The establishment of shared savings programs and ACOs for Medicare and Medicaid beneficiaries is a key part of the new health reform law.
"The basic thrust of it was to ask a series of questions about the implications of the law and what kinds of additional rules that CMS should establish or policy changes the FTC should make. ... [The agencies] asked communities about how to make the law work most effectively and prevent undesirable outcomes," said Harold D. Miller, executive director of the Center for Healthcare Quality and Payment Reform in Pittsburgh, one of the attendees.
Setting up accountable care organizations has generated much discussion from many parts of the health care system, because ACOs require some form of alignment and a focus on a continuum of care rather than a single episode.
Physicians still earn a fee for services provided but are also eligible for bonuses determined by cost-saving and quality metrics, which have yet to be set.

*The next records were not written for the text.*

PR #4209, opened 2019-11-12
Fix CUDA 10 build

msimberg:
Disables `handle_local_exception` code from being compiled in device mode. Flybys:
- Use CUDA's `assert` for handling assertions on device (no custom message, but prints file and location)
- Change a couple of `register_*` calls from the `hpx::applier` namespace to `hpx::threads`

### DIFF
--- a/libs/algorithms/include/hpx/parallel/util/detail/handle_local_exceptions.hpp
+++ b/libs/algorithms/include/hpx/parallel/util/detail/handle_local_exceptions.hpp
@@ -10,6 +10,7 @@
 #define HPX_PARALLEL_UTIL_DETAIL_HANDLE_LOCAL_EXCEPTIONS_OCT_03_2014_0142PM
 
 #include <hpx/config.hpp>
+#include <hpx/assertion.hpp>
 #include <hpx/async.hpp>
 #include <hpx/errors.hpp>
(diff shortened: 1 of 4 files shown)


libs/algorithms/include/hpx/parallel/util/detail/handle_local_exceptions.hpp
```diff
@@ -144,46 +164,66 @@ namespace hpx { namespace parallel { namespace util { namespace detail {
...
+#else
             hpx::terminate();
+#endif
         }
 
         HPX_NORETURN static void call(
             std::exception_ptr const&, std::list<std::exception_ptr>&)
         {
+#if defined(HPX_COMPUTE_DEVICE_CODE)
+            HPX_ASSERT(false);
```
hkaiser: We might want to call `std::terminate()` here (is there such thing in device code?).

msimberg: As far as I know, no. I think an assertion is the closest we can get that kind of behaviour (with the downside that it's only enabled in debug mode). This fails fairly gracefully with the messages being printed and the next device synchronization failing (which we turn into an exception).

PR #4219, opened 2019-11-15
Assorted small changes

msimberg:
- Changes as many `HPX_TEST`s to more specific `HPX_TEST_EQ/NEQ/LT/LTE/RANGE` as possible
- Removes the `u` suffix from the version components (we end up with `1u.4u.0u` strings in some places)
- Increases the default backtrace depth to 20 to capture more useful frames (the last 5 are usually just error handling)

Not tested so will likely still need some fixing.

### DIFF
--- a/CMakeLists.txt
+++ b/CMakeLists.txt
@@ -550,8 +550,8 @@ if(HPX_WITH_STACKTRACES OR HPX_WITH_THREAD_BACKTRACE_ON_SUSPENSION)
   endif()
 
   hpx_option(HPX_WITH_THREAD_BACKTRACE_DEPTH STRING
-    "Thread stack back trace depth being captured (default: 5)"
-    "5"
+    "Thread stack back trace depth being captured (default: 20)"
+    "20"
     CATEGORY "Thread Manager" ADVANCED)
   hpx_add_config_define(HPX_HAVE_THREAD_BACKTRACE_DEPTH
     ${HPX_WITH_THREAD_BACKTRACE_DEPTH})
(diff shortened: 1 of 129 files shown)


CMakeLists.txt
```diff
@@ -528,8 +528,8 @@ if(HPX_WITH_STACKTRACES OR HPX_WITH_THREAD_BACKTRACE_ON_SUSPENSION)
   endif()
 
   hpx_option(HPX_WITH_THREAD_BACKTRACE_DEPTH STRING
-    "Thread stack back trace depth being captured (default: 5)"
-    "5"
+    "Thread stack back trace depth being captured (default: 20)"
+    "20"
```
hkaiser: I wanted to apply this change for quite some time, thanks!

msimberg:
This should be ready to go now. The only thing I'm unsure about is the removal of the `u` suffix from the version numbers. I have a feeling they were added to suppress warnings about implicit conversions, but most likely only on Windows. Travis is happy, but then I don't know if you Windows people run with more warnings enabled usually. @hkaiser would you (or someone else using Windows) know or have time to check if the removal of the `u` suffixes produces warnings for you?

hkaiser:
> would you (or someone else using Windows) know or have time to check if the removal of the u suffixes produces warnings for you?

@msimberg will do, thanks!

msimberg:
@hkaiser do you think we can go ahead with this or would you still like to check what the removal of the `u` suffix does on Windows?

msimberg:
I'm going to go ahead with this one now. @hkaiser please let me know if this breaks things for you and I'll fix them (hopefully the GH actions builders will tell us soon).

PR #4224, opened 2019-11-18
Deprecate verbs parcelport

msimberg:
Flyby: fixes verbs and other parcelport related options.

### DIFF
--- a/cmake/toolchains/BGION-gcc.cmake
+++ b/cmake/toolchains/BGION-gcc.cmake
@@ -41,8 +41,8 @@ set(HPX_PLATFORM "native")
 # Disable generic coroutines (and use posix version)
 set(HPX_WITH_GENERIC_CONTEXT_COROUTINES OFF CACHE BOOL "disable generic coroutines")
 
-# BGAS nodes support ibverbs
-set(HPX_WITH_PARCELPORT_IBVERBS ON CACHE BOOL "")
+# BGAS nodes support ibverbs, but it is deprecated
+set(HPX_WITH_PARCELPORT_VERBS OFF CACHE BOOL "")
 
 # Always disable the tcp parcelport as it is non-functional on the BGQ.
 set(HPX_WITH_PARCELPORT_TCP ON CACHE BOOL "")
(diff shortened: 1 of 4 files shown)


cmake/toolchains/BGION-gcc.cmake
```diff
@@ -41,8 +41,8 @@ set(HPX_PLATFORM "native")
 # Disable generic coroutines (and use posix version)
 set(HPX_WITH_GENERIC_CONTEXT_COROUTINES OFF CACHE BOOL "disable generic coroutines")
 
-# BGAS nodes support ibverbs
-set(HPX_WITH_PARCELPORT_IBVERBS ON CACHE BOOL "")
+# BGAS nodes support ibverbs, but it is deprecated
+set(HPX_WITH_PARCELPORT_VERBS OFF CACHE BOOL "")
```
hkaiser: Should we enable the MPI parcelport by default instead?

cmake/toolchains/XeonPhi.cmake
```diff
@@ -37,7 +37,7 @@ set(CMAKE_CROSSCOMPILING ON)
 set(HPX_PLATFORM "XeonPhi")
 
 # Always disable the ibverbs parcelport as it is non-functional on the BGQ.
-set(HPX_WITH_PARCELPORT_IBVERBS OFF CACHE BOOL "Enable the ibverbs based parcelport. This is currently an experimental feature")
+set(HPX_WITH_PARCELPORT_VERBS OFF CACHE BOOL "Enable the ibverbs based parcelport. This is currently an experimental feature")
```
hkaiser: Same here, should we enable MPI instead?

biddisco:
just a comment. at some point we will remove the parcelport completely, however, it would be nice if we created an `hpx/obsolete` folder/module that contained useful, but no longer functional or tested code so that if we ever need it again, it was somewhat easier to find than going through old branches etc. (comments?)

sithhell:
Why not just use tags? Or create a wiki page pointing to the commit before it got removed.

biddisco:
compromise...?
in `hpx/obsolete/obsolete.txt`
Parcelport Verbs was removed in git SHA  f47b3814bf5db1ec483611397708f40f4cb57db3
(or maybe - the last commit before it was removed is .....)

PR #4230, opened 2019-11-19
Add OS X builds to Travis CI

msimberg:
Travis CI has a timeout of 50 minutes per build which is not enough to build everything, but this will at least build the core libraries and perhaps examples.

### DIFF
--- a/.travis.yml
+++ b/.travis.yml
@@ -6,7 +6,9 @@
 
 language: cpp
 
-os: windows
+os:
+  - windows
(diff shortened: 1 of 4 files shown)


msimberg:
> LGTM, except perhaps for the names of the new scripts introduced. Could those be a tad more descriptive, please?

Yeah, sorry about that. I matched the names with the stages of the travis config. I'll change them to describe what they actually do.

PR #4710, opened 2020-06-04
Add compatibility headers and other fixes after module header renaming

msimberg:
`hpx/functional.hpp` and `hpx/async.hpp` were put back as normal headers. `hpx/functional.hpp` will soon be replaced with a header that forwards functional stuff into the `hpx` namespace.


msimberg:
@hkaiser I think that's it to at least get back compatibility with what was there before the renaming in #4696. As state on IRC, this might be slightly too much and we may still undeprecate some of these headers before 1.5.0.

msimberg:
It looks like the old comments got lost because I commented on a commit, rather than the whole PR. Continuing here:

> Ok, I will revert the removal of the forwarding headers. I however don't know what to replace hpx/format.hpp (and similar) with if the corresponding hpx/modulename/module.hpp is for internal use only?

The point I was trying to badly make is that if you need to include `hpx/modules/modulename.hpp` you do so. I think you won't have big problems in phylanx even if we make some incompatible changes along the way.

I just wouldn't want to recommend users to include `hpx/modules/modulename.hpp` headers. It's not so much the header location I'm worried about changing, but the contents of the header. I'd like for us to have the freedom to change things internally without having to worry about compatibility options. We just won't give the same guarantees about backward compatibility with `hpx/modules/modulename.hpp` headers. And in phylanx you can't anyway go back to older versions of HPX because you rely on new features on master.

msimberg:
Are there any other headers from this list: https://github.com/STEllAR-GROUP/hpx/pull/4710/commits/669a3530ef7cac545498bc93f99c5ceee739f6f4 that you think should be public?

aurianer:
Thanks a lot for this !

PR #4713, opened 2020-06-05
Remove hpx/runtime/threads_fwd.hpp and hpx/util_fwd.hpp

msimberg:
Removes two `_fwd.hpp` headers without compatibility options. Is someone actually relying on these? `hpx/lcos_fwd.hpp` is a bit trickier...


hpx/runtime/components/server/abstract_migration_support.hpp
```diff
@@ -135,5 +135,4 @@ namespace hpx { namespace components
             return this->base_type::on_migrated();
         }
     };
-}}
-
+}}    // namespace hpx::components
```
hkaiser, line 138: Should we format these files at this point?

hpx/runtime/components/server/migration_support.hpp
```diff
@@ -239,5 +243,4 @@ namespace hpx { namespace components
         hpx::lcos::local::promise<void> trigger_migration_;
         bool was_marked_for_migration_;
     };
-}}
-
+}}    // namespace hpx::components
```
hkaiser, line 246: Same here: should this be formatted now?

msimberg: No, this was accidental. I'll stick to only formatting/sorting includes in these files.

hpx/runtime/components/server/abstract_migration_support.hpp
msimberg: Removed these changes.

hpx/runtime/components/server/migration_support.hpp
msimberg: Removed these too.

Health system reform legislation calls for ACOs to be established by Jan. 1, 2012. The law states that eligible entities include group medical practices, networks of individual practices, partnerships or joint venture arrangements between hospitals and health care professionals, hospitals that employ physicians and other multiparty arrangements as deemed appropriate. An ACO must run for at least three years and care for at least 5,000 patients.
Government agencies are working on defining other aspects of the payment model, including exactly what an ACO is and how bonuses will be determined.